How We Can Convince Apple to Allow Flash on The iPhone/iPad - curtisspope
http://curtisp.com/Article.aspx?blist_id=5c8c1438dd&cat=iPhone,iPad
I just had this crazy notion that would ultimately revolutionize a protest  for Apple to allow Flash content on their mobile devices
http://curtisp.com/Article.aspx?blist_id=5c8c1438dd&#38;cat=iPhone,iPad
======
mr_eel
It helps to understand that the exclusion of Flash from the iPhone OS -- while
arbitrary -- is reasoned, even if you don't agree with it.

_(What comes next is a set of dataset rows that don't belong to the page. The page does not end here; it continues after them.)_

PR #5605, opened 2024-06-07
feat(core): Mount configmap/secret resources in dedicated resources.d

gansheer:
* Replace /etc/camel/conf.d/_resources by  /etc/camel/resources.d/[_configmaps/_secrets]
* Deprecates `./resources` and `/etc/camel/resources`

Note: removal of `./resources` and `/etc/camel/resources` test run passed successfully so it can be done after the next release.

**Release Note**
```release-note
feat(core): Mount configmap/secret resources in dedicated resources.d.  Deprecates ./resources and /etc/camel/resources default paths.
```

### DIFF
--- a/pkg/trait/jvm.go
+++ b/pkg/trait/jvm.go
@@ -205,8 +205,12 @@ func (t *jvmTrait) enableDebug(e *Environment) string {
 
 func (t *jvmTrait) prepareClasspathItems(container *corev1.Container) []string {
 	classpath := sets.NewSet()
+	// Deprecated: replaced by /etc/camel/resources.d/[_configmaps/_secrets] (camel.ResourcesConfigmapsMountPath/camel.ResourcesSecretsMountPath).
 	classpath.Add("./resources")
-	classpath.Add(filepath.ToSlash(camel.ConfigResourcesMountPath))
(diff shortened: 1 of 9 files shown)


pkg/trait/jvm.go
```diff
@@ -205,8 +205,11 @@ func (t *jvmTrait) enableDebug(e *Environment) string {
 
 func (t *jvmTrait) prepareClasspathItems(container *corev1.Container) []string {
 	classpath := sets.NewSet()
+	// Depreacted
```
squakez, line 208: typo: Deprecated. Also, it would be good to provide an alternative or what we'll expect to do in the future (ie, won't be supported any longer).

squakez (commented):
I think we may have tests that are expecting to find a file in the `/etc/camel/resources/`. You can look for such a path and, if found, substitute with the new location.

pkg/trait/jvm.go
```diff
@@ -205,8 +205,11 @@ func (t *jvmTrait) enableDebug(e *Environment) string {
 
 func (t *jvmTrait) prepareClasspathItems(container *corev1.Container) []string {
 	classpath := sets.NewSet()
+	// Deprecated.
```
squakez, line 208: Nitpick: add a comment to tell which is the new location to use.

squakez (approved):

Many argue that Flash is unstable. To be sure, most of this is anecdotal at
this point, but I think that's true. For a device that emphasises browsing,
stability while doing so is a must. If mobile Safari crashes, Apple cop the
blame. So that's the first reason for excluding it.

It is slow. It's a battery hog. Simple as that. It's completely unsuited to
mobile devices.

So think about it, given those reasons, how would a boycott help? From their
point of view you're asking them to make the browsing experience worse. What
needs to be done to get them to change their mind? What can Adobe do?

Basically a boycott at this point is like saying "I know you think it's crap,
but just do it anyway". It's making a demand without an actual argument to
back it up.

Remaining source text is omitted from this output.